Because triggers are so powerful, they must be managed well and they must be used correctly. Inefficient triggers can bring the database server to its knees, due to the amount of work fired off in the database. Incorrect triggers can corrupt the integrity of the data.

What is Trigger Used For?

Triggers are extremely powerful constructs and can be used for various purposes, for example:

* Integrity control: You can use triggers to implement domain integrity, column integrity, referential integrity, and unconventional integrity constraints. I will address the declarative vs. the do-it-yourself (that is, using triggers) approaches to integrity control in my next column.

* Business rules: You can use triggers to centrally enforce business rules. Business rules are constraints that are enforced over the relationships between tables or between different rows in the same table. For example, the sum of the amounts of the InvoiceItems rows must add up to the total on the row in the Invoices table for the corresponding invoice -- that is, if your organization's standards and/or DBAs let you have denormalized derived attributes in your physical data model.

* Application logic: You can use triggers to enforce business logic centrally, for example, to insert rows automatically in the Orders and OrderItems tables when the QuantityOnHand value in the Stocks table drops below a given threshold. Business rules could be formalized and could actually be defined declaratively, if only the declarative syntax allowed it; but application logic requires more complex functionality than can be specified declaratively.

* Security: You can use triggers to check value-based security constraints. When an operation is performed on a sensitive table, the trigger fires to check that the operation is allowed for the user. For example, you may only insert a row in a table if the department column contains the value of your own department. In most systems, however, you cannot use triggers to restrict the data that is visible to users. The only exception I came across is the Progress Database Server, in which you can define triggers to fire on select operations. This makes it possible to inspect or filter the data a user is about to see. For example, you can restrict a user to only retrieve the details of orders placed for his department.

* Audit trails: Triggers can insert records into an audit trail table to log all the operations on sensitive tables. The problem with this approach is that most trigger actions are under transactional control. When an operation is rolled back, all its triggered operations are also rolled back. The triggers will therefore only record the effects of successful operations. When an unsuccessful operation is rolled back, the audit trail entry of that operation will also be rolled back. The audit trail will therefore not contain attempted threats at violating data integrity constraints or security restrictions.

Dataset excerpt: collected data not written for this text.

PR #2030, opened 2024-01-08
Update minimum CMake version to 3.5

anthonyalayo:
On the latest version of CMake, a warning is emitted if it detects a project using min version < 3.5:
```
CMake Deprecation Warning at build/_deps/nghttp2-src/CMakeLists.txt:25 (cmake_minimum_required):
  Compatibility with CMake < 3.5 will be removed from a future version of
  CMake.

  Update the VERSION argument <min> value or use a ...<max> suffix to tell
  CMake that the project does not need compatibility with older versions.
```

CMake 3.5 was released in March 2016, so having it upgraded seems reasonable:
https://cmake.org/pipermail/cmake/2016-March/062947.html


anthonyalayo:
cc @tatsuhiro-t

anthonyalayo:
CI checks passed, let me know what you think @tatsuhiro-t

tatsuhiro-t:

anthonyalayo:
@tatsuhiro-t when is your next version release of nghttp2 planned?

PR #2064, opened 2024-02-12
Munit

tatsuhiro-t:

PR #2092, opened 2024-03-02
Respect BUILD_STATIC_LIBS and add option for tests

### LINKED ISSUE #2088: Static library always built with identical lib name as shared causing linking errors
As you have removed the ``if(HAVE_CUNIT OR ENABLE_STATIC_LIB)`` condition in version 1.60.0, it's always building the static library, even though I explicitly have been disabling it with ``ENABLE_STATIC_LIB=OFF``, and since 1.60.0 with ``BUILD_STATIC_LIBS=OFF``. ``STATIC_LIB_SUFFIX`` is never set, but is used here: https://github.com/nghttp2/nghttp2/blob/c5e087b1038b9b0a972ca07748a525b8f58139d9/lib/CMakeLists.txt#L74
But without ``STATIC_LIB_SUFFIX`` being set, the static library is using identical lib name as the shared lib causing linking errors, as you can see here: https://github.com/strawberrymusicplayer/strawberry-msvc-dependencies/actions/runs/8115697967/job/22184102638?pr=370
This means the user has to configure CMake with ``STATIC_LIB_SUFFIX`` to avoid the conflict when building a shared library.
The ``if(BUILD_STATIC_LIBS)`` line should be moved so it does not only apply to the install, but building too.
And ``STATIC_LIB_SUFFIX`` should probably be CMake option defaulting to "static" so it does create conflicts when building both shared and static.

jonaski:
Respect BUILD_STATIC_LIBS and add option for tests.

This also fixes the library conflict with MSVC by setting STATIC_LIB_SUFFIX so it's using "nghttp2_static" when both static and shared library is built, since the lib name currently conflicts with the shared when STATIC_LIB_SUFFIX was not set.

Fixes #2088


tatsuhiro-t:
Thank you for PR.  The failure of CIFuzz needs fixing oss-fuzz build script. I'll do that later.

For those mentioned recent cmake issues, @jmckenna @anthonyalayo @vszakats, this PR changes the default static library name from libnghttp2.a to libnghttp2_static.a.  Are you fine with this?

lib/CMakeLists.txt
```diff
@@ -66,23 +66,22 @@ if(BUILD_SHARED_LIBS)
 endif()
 
 # Static library (for unittests because of symbol visibility)
-add_library(${STATIC_LIB} STATIC ${NGHTTP2_SOURCES})
+if(BUILD_STATIC_LIBS)
```
anthonyalayo, line 69: reasonable to me, this got removed in:
https://github.com/nghttp2/nghttp2/pull/2064/files#diff-4803677bd280f4dded52c428e3c8ac6c618508dcabcbe880b68be85897c2ad41L68

CMakeLists.txt
```diff
@@ -432,9 +432,11 @@ add_subdirectory(lib)
 add_subdirectory(third-party)
 add_subdirectory(src)
 add_subdirectory(examples)
-add_subdirectory(tests)
-#add_subdirectory(tests/testdata)
-add_subdirectory(integration-tests)
+if(BUILD_STATIC_LIBS)
```
anthonyalayo, line 435: Ideally the control flow is a little better than this, since building static libs shouldn't imply that one wants to also build testing.

Can we make this either:
```
if(CMAKE_PROJECT_NAME STREQUAL PROJECT_NAME AND BUILD_STATIC_LIBS)
  add_subdirectory(tests)
  #add_subdirectory(tests/testdata)
  add_subdirectory(integration-tests)
endif()
```

Or create a new CMake option, `BUILD_TESTING`, and do this:
```
if(CMAKE_PROJECT_NAME STREQUAL PROJECT_NAME AND BUILD_TESTING)
  add_subdirectory(tests)
  #add_subdirectory(tests/testdata)
  add_subdirectory(integration-tests)
endif()
```

where `BUILD_TESTING` is defined as:
```
cmake_dependent_option(BUILD_TESTING "Enable tests" ON "BUILD_STATIC_LIBS" OFF)
```

I'm fine with either way. cc @tatsuhiro-t

CMakeOptions.txt
```diff
@@ -12,7 +12,7 @@ option(ENABLE_EXAMPLES  "Build examples"
 option(ENABLE_FAILMALLOC "Build failmalloc test program" ON)
 option(ENABLE_LIB_ONLY  "Build libnghttp2 only.  This is a short hand for -DENABLE_APP=0 -DENABLE_EXAMPLES=0 -DENABLE_HPACK_TOOLS=0")
 option(BUILD_SHARED_LIBS "Build libnghttp2 as a shared library" ON)
-option(BUILD_STATIC_LIBS "Build libnghttp2 in static mode also" OFF)
+option(BUILD_STATIC_LIBS "Build libnghttp2 in static mode also" ON)
```
anthonyalayo, line 15: I'm not following exactly why this needs to be on by default. I'm fine either way, but if the reasoning is that testing needs it, all one needs to do is pass `-DBUILD_STATIC_LIBS=ON`. What's the motivation?

anthonyalayo (commented):
Static library rename is reasonable to me, but I left some comments on other parts that could be improved

anthonyalayo (approved):

anthonyalayo:
LGTM. @tatsuhiro-t ?

lib/CMakeLists.txt
```diff
@@ -66,23 +66,22 @@ if(BUILD_SHARED_LIBS)
...
+  add_library(${STATIC_LIB} STATIC ${NGHTTP2_SOURCES})
 
-set_target_properties(${STATIC_LIB} PROPERTIES
-  COMPILE_FLAGS "${WARNCFLAGS}"
-  VERSION ${LT_VERSION} SOVERSION ${LT_SOVERSION}
-  ARCHIVE_OUTPUT_NAME nghttp2${STATIC_LIB_SUFFIX}
```
vszakats, line 74: Please don't rename static libs. This has been a source of a list of issue in the past, and changing will just restart this all over again.

vszakats (changes requested):
Please don't rename the static lib. This has been a source of a list of issues in the past, and changing it will just restart this all over again.

Honestly I also don't understand the point in silently renaming the static/shared enabler options... Now they differ from sister projects nghttp3 and ngtcp2. This change was unrelated to the commit it was mixed into. And now continuing with another rename in a fixup patch!

Also notice that `STATIC_LIB_SUFFIX` is there to give users control over the name of static lib. This PR now removes this option. When building both shared and static, this value can be set to something to avoid collision (required for MSVC only). Alternatively it could be set automatically in such cases to avoid the collision by default. This is implemented in e.g. in curl like so: https://github.com/curl/curl/blob/ae7ad31be209b8c0168c213a4dbc4f869f177823/lib/CMakeLists.txt#L95-L101

anthonyalayo:
> Please don't rename the static lib. This has been a source of a list of issues in the past, and changing it will just restart this all over again.

Out of curiosity, what was the list of issues in the past? Most projects I know do have separate names for them.

vszakats:
Summarized here: https://github.com/curl/curl/pull/7515#issuecomment-890320856

Renaming and deleting variables or changing default build behaviour always stir up downstream builds. In this particular case this round already happened in the past, due to wrong assesment of the issue and an inaccurate fix as a result.

There is no universal lib naming convention in the MSVC arena, so hard-coding anything will not work for some/most downstream projects, while breaking all existing ones. I added `STATIC_LIB_SUFFIX` to cover this in a generic way, but it must be set manually to the desired suffix when building both static and shared.

Another option is to rename the implib in this case, but that's similarly arbitary, so we need to keep it open for a manual override.

anthonyalayo:
Interesting. I haven't dabbled in the MSVC world, but I would imagine downstream projects would also be using CMake (I know curl does). If they do, the CMake config files usually takes care of everything such that the naming of libs don't matter. But I can imagine there is a lot of other "integrations" with the build output such that some naming signature is needed. Makes sense.

vszakats (approved):

tatsuhiro-t:
Now static lib is not build by default and therefore testing support is being off.  We need test to run on CI.
I think `-DBUILD_STATIC_LIBS=ON` should be added to:
- https://github.com/nghttp2/nghttp2/blob/ac2e671d80fdc2268850c3cfd920efb1ede408ec/.github/workflows/build.yml#L423
- https://github.com/nghttp2/nghttp2/blob/ac2e671d80fdc2268850c3cfd920efb1ede408ec/.github/workflows/build.yml#L436 ; and
- https://github.com/nghttp2/nghttp2/blob/ac2e671d80fdc2268850c3cfd920efb1ede408ec/.github/workflows/build.yml#L526

tatsuhiro-t:
OK, now fuzzing check passes.

jmckenna:
looks good here

tatsuhiro-t:
Thank you for everyone involved.  Merged now.

PR #2093, opened 2024-03-02
Checkout with submodules

jonaski:
Reduce commands by using `actions/checkout` with "`submodules: recursive`", also does the same for `git clone` commands.

### DIFF
--- a/.github/workflows/build.yml
+++ b/.github/workflows/build.yml
@@ -22,7 +22,8 @@ jobs:
     runs-on: ${{ matrix.os }}
 
     steps:
-    - uses: actions/checkout@v4
+    - name: Checkout
+      uses: actions/checkout@v4
     - name: Restore libbpf cache
       id: cache-libbpf
       uses: actions/cache@v4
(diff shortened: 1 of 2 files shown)


.github/workflows/build.yml
```diff
@@ -516,14 +518,14 @@ jobs:
...
+        fetch-depth: 1
+        submodules: recursive
     - uses: microsoft/setup-msbuild@v2
     - name: Configure cmake
-      run: |
-        git submodule update --init --depth 1
-        mkdir build
-        cd build
-        cmake -DCMAKE_TOOLCHAIN_FILE=C:/vcpkg/scripts/buildsystems/vcpkg.cmake -DCMAKE_GENERATOR_PLATFORM=${{ matrix.platform }} -DVCPKG_TARGET_TRIPLET=${{ matrix.arch}}-windows ..
+      run: cmake -S . -B build -DCMAKE_TOOLCHAIN_FILE=C:/vcpkg/scripts/buildsystems/vcpkg.cmake -DCMAKE_GENERATOR_PLATFORM=${{ matrix.platform }} -DVCPKG_TARGET_TRIPLET=${{ matrix.arch}}-windows ..
```
tatsuhiro-t, line 528: If I understand it correctly, `-S .` can be omitted here.
And `..` should be removed.

tatsuhiro-t:

PR #2109, opened 2024-03-20
Automate release process

tatsuhiro-t:


aduh95:
Where can we find the public key to verify the signatures? I wasn't able to find the info in the documentation

PR #2128, opened 2024-03-31
cmake: check `SSL_provide_quic_data` when `ENABLE_HTTP3` is `ON`

jimmy-park:
The `SSL_provide_quic_data` symbol is always checked when OpenSSL is found. The official OpenSSL doesn't have `SSL_provide_quic_data`, so the warning message is printed unnecessarily.


tatsuhiro-t:
Yes, that is unfortunate.  Because openssl 3.x has degraded performance, it would be better to build nghttp2 with boringssl or aws-lc for now.

tatsuhiro-t:

PR #207, opened 2021-07-29
search: add Algolia search to site

deadprogram:
This PR adds Algolia docs search to the site.

https://docsearch.algolia.com/

Looks nicer and works better than the Google Site Search which I also tried.

### DIFF
--- a/config.toml
+++ b/config.toml
@@ -26,6 +26,11 @@ unsafe = true
 [params]
 copyright = "The TinyGo Authors"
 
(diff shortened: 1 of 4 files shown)


sago35:
I think it's very good.

The search box will be hidden when the width of the top page is small.
It's difficult to balance this with the design. Is there a better way?

image
image
image

deadprogram:
You'd have to change Docsy to address that: https://github.com/google/docsy/

PR #208, opened 2021-08-08
tutorials: add PWM guide

soypat:
A guide on how PWM API looks like in TinyGo. We can agree that it may differ between boards. Maybe we could add `<details>` boxes with other board examples? 

<details><summary>Example of details box</summary>

```go
package main
```
</details>

Please take a look.


deadprogram:
Looks great! I changed the branch for the PR to `dev` so that it can go out along with the next release, which should be relatively soon.

Thanks @soypat now merging.

PR #213, opened 2021-09-11
Fix link to avr installation instructions

oflebbe:


deadprogram:
Thanks for the fix @oflebbe now merging.

PR #214, opened 2021-09-14
Update nano-rp2040 and nano33

ysoldak:
Plus link to lsm6dsox IMU documentation.


deadprogram:
Thanks for the updates @ysoldak now merging.

PR #217, opened 2021-10-20
machine: allow reading the pin state when it is configured as an input

aykevl:
See https://github.com/tinygo-org/tinygo/pull/2192


deadprogram:
:+1: merging.

PR #220, opened 2021-11-14
Fix broken links in build.md

girishramnani:


deadprogram:
Thanks for the corrections @girishramnani now merging.

PR #223, opened 2021-12-02
install/macos.md: mention how to install xtensa tools with brew

dkegel-fastly:
This helped me get past "make smoketest".


deadprogram:
Thanks @dkegel-fastly for the additional info. Now merging.

PR #225, opened 2021-12-15
reference (important-options): remove coroutines and extalloc

niaow:
This removes the coroutines scheduler and the extalloc gc, updating related information.

Don't merge until after https://github.com/tinygo-org/tinygo/pull/2381 and https://github.com/tinygo-org/tinygo/issues/2174


deadprogram:
Merging since both of these prereqs have been merged.

Issue #226, opened 2021-12-29
Need to add a document for 0.25.0


sago35:
I compared [tinygo-org/tinygo/README.md](https://github.com/tinygo-org/tinygo/blob/3e109fca5f289f5e97548f061d7e0e24c9727193/README.md) with tinygo.org.

I suggest the following two things to be done

1. Change to the notation in tinygo-org/tinygo/README.md
    * I think it will be less confusing for tinygo users.
    * It will be easier to check if you have enough documentation.
    * ex) change `Teensy 4.0` to `PJRC Teensy 4.0`
2. Add the missing documentation described below.

There is no documentation for the following targets, so it should be added.
For ESP32/ESP8266, it is probably better to modify tinygo-org/tinygo/README.md.

* [Arduino MKR WiFi 1010](https://store.arduino.cc/usa/mkr-wifi-1010)
* [Arduino Nano 33 BLE Sense](https://store.arduino.cc/nano-33-ble-sense)
* [BBC micro:bit v2](https://microbit.org/new-microbit/)
* [ESP32](https://www.espressif.com/en/products/socs/esp32)
* [ESP8266](https://www.espressif.com/en/products/socs/esp8266)
* [M5Stack](https://docs.m5stack.com/en/core/basic)
* [M5Stack Core2](https://shop.m5stack.com/products/m5stack-core2-esp32-iot-development-kit)
* [Raytac MDBT50Q-RX Dongle (with TinyUF2 bootloader)](https://www.adafruit.com/product/5199)
* [Seeed LoRa-E5 Development Kit](https://www.seeedstudio.com/LoRa-E5-Dev-Kit-p-4868.html)
* [ST Micro "Nucleo" WL55JC](https://www.st.com/en/evaluation-tools/nucleo-wl55jc.html)
* [The Things Industries Generic Node Sensor Edition](https://www.genericnode.com/docs/sensor-edition/)

sago35:
I will work on the following.

* Change to the notation in tinygo-org/tinygo/README.md 
* Add documents.
    * [Arduino MKR WiFi 1010](https://store.arduino.cc/usa/mkr-wifi-1010)
    * [M5Stack](https://docs.m5stack.com/en/core/basic)
    * [M5Stack Core2](https://shop.m5stack.com/products/m5stack-core2-esp32-iot-development-kit)

sago35:
The remains are as follows

[...]

PR #227, opened 2021-12-29
reference: unify notation for targets

sago35:
see #226

### DIFF
--- a/content/docs/reference/microcontrollers/hifive1b.md
+++ b/content/docs/reference/microcontrollers/hifive1b.md
@@ -1,5 +1,5 @@
 ---
-title: "HiFive1 RevB"
+title: "SiFive HiFive1"
 weight: 3
 ---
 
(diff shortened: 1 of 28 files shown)


sago35:
This is the same notation and order as tinygo-org/tinygo/README.md, which makes it easier to check for missing documentation.
This allows, for example, STM32 microcontrollers to be lined up close together.

image

content/docs/reference/microcontrollers/hifive1b.md
```diff
@@ -1,5 +1,5 @@
 ---
-title: "HiFive1 RevB"
+title: "SiFive HiFive1"
```
aykevl: The HiFive1 and HiFive1 Rev B are slightly different (incompatible) boards.

```suggestion
title: "SiFive HiFive1 Rev B"
```

aykevl (commented):
Looks reasonable to me, but see the comment below.

sago35:
Updated.

After this, create a PR that also modifies tinygo-org/tinygo/README.md to `SiFive HiFive1 Rev B` .

sago35:
@aykevl 
Please check it.

deadprogram:
Good cleanup here @sago35 thanks! Now merging.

* Replication: Many DBMS vendors and consultants have implemented replicators using triggers as the recording mechanism. In essence, when the replicated tables change, the triggers fire and record the changes in buffer tables. A replication server then propagates the operations from the buffer tables to the various target databases. (It is, however, not quite as simple as it sounds.) In this situation, the transactional control on the triggers is extremely useful, as you only want to replicate successfully completed transactions.

* Updatable views: In Borland's InterBase, you can define triggers on views and tables. You can then use the view triggers to propagate the actions performed on the view to the underlying base table(s). You can use this extremely powerful feature to update theoretically non-updatable views. For example, the triggers on a view that does not contain the keys of the underlying tables can query the key values of the underlying tables and can then perform the necessary operations.

The use of triggers is only limited by the functionality provided by the particular DBMS and, of course, your imagination and innovative spirit.